PR #1189, opened 2023-07-31
Viem: chainlink + rate limiting

ReflectiveChimp:
`RPC_RATE_LIMIT` - default false, set to true to enable RPC rate limiting

There is a queue per rpc domain, default is 5 requests per second.

`RPC_RATE_LIMIT_CONCURRENCY`- default 2, max pending requests at same time
`RPC_RATE_LIMIT_INTERVAL_CAP`- default 5, max requests per interval
`RPC_RATE_LIMIT_INTERVAL`- default 1000, interval for above call


seguido:
Ty chimp, this will come in super handy

seguido (approved):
◇ ◇ ◇ ◇ ◇ ◇ ◇
_Problem to work on_
Return the lines above, starting at the one that contains "There is a queue" and running through the last, exactly as they appear, with no extra lines.

_Expected output_
There is a queue per rpc domain, default is 5 requests per second.

`RPC_RATE_LIMIT_CONCURRENCY`- default 2, max pending requests at same time
`RPC_RATE_LIMIT_INTERVAL_CAP`- default 5, max requests per interval
`RPC_RATE_LIMIT_INTERVAL`- default 1000, interval for above call


seguido:
Ty chimp, this will come in super handy

seguido (approved):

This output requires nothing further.